Lawsuit takes aim at California’s legal protections for teachers
A Bay Area nonprofit backed partly by groups known for battling teachers unions has filed a lawsuit seeking to overturn five California laws that, they say, make it too difficult to dismiss ineffective teachers.
The suit, filed on behalf of eight students, takes aim at California laws that govern teacher tenure rules, seniority protections and the teacher dismissal process.
“A handful of outdated laws passed by the California Legislature are preventing school administrators from maintaining or improving the quality of our public educational system,” according to the lawsuit, which was filed Monday in Los Angeles County Superior Court and announced Tuesday.
The group behind the legal action is the newly formed Students Matter. The founder is Silicon Valley entrepreneur David F. Welch and the group’s funders include the foundation of L.A. philanthropist Eli Broad.
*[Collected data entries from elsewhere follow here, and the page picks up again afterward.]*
PR #288, opened 2018-10-19
Document tests results are nunit v2

enricosada:
document that test results are nunit v2 format

upload test results in appveyor test tab (it's also useful as doc if others want to do that)

image


enricosada:
np.
I want to document that because I tried do it this week and lost a bit of time because I was trying to upload as schema v3, not v2 and appveyor error was criptic (just a 500)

The suit contends that teachers can earn tenure protections too quickly — in two years — well before their fitness for long-term employment can be determined. The suit also seeks to invalidate the practice of first laying off less experienced teachers during a budget crisis, rather than keeping the best teachers. And it takes aim at a dismissal process that, it alleges, is too costly, too lengthy and typically results in ineffective teachers holding on to jobs.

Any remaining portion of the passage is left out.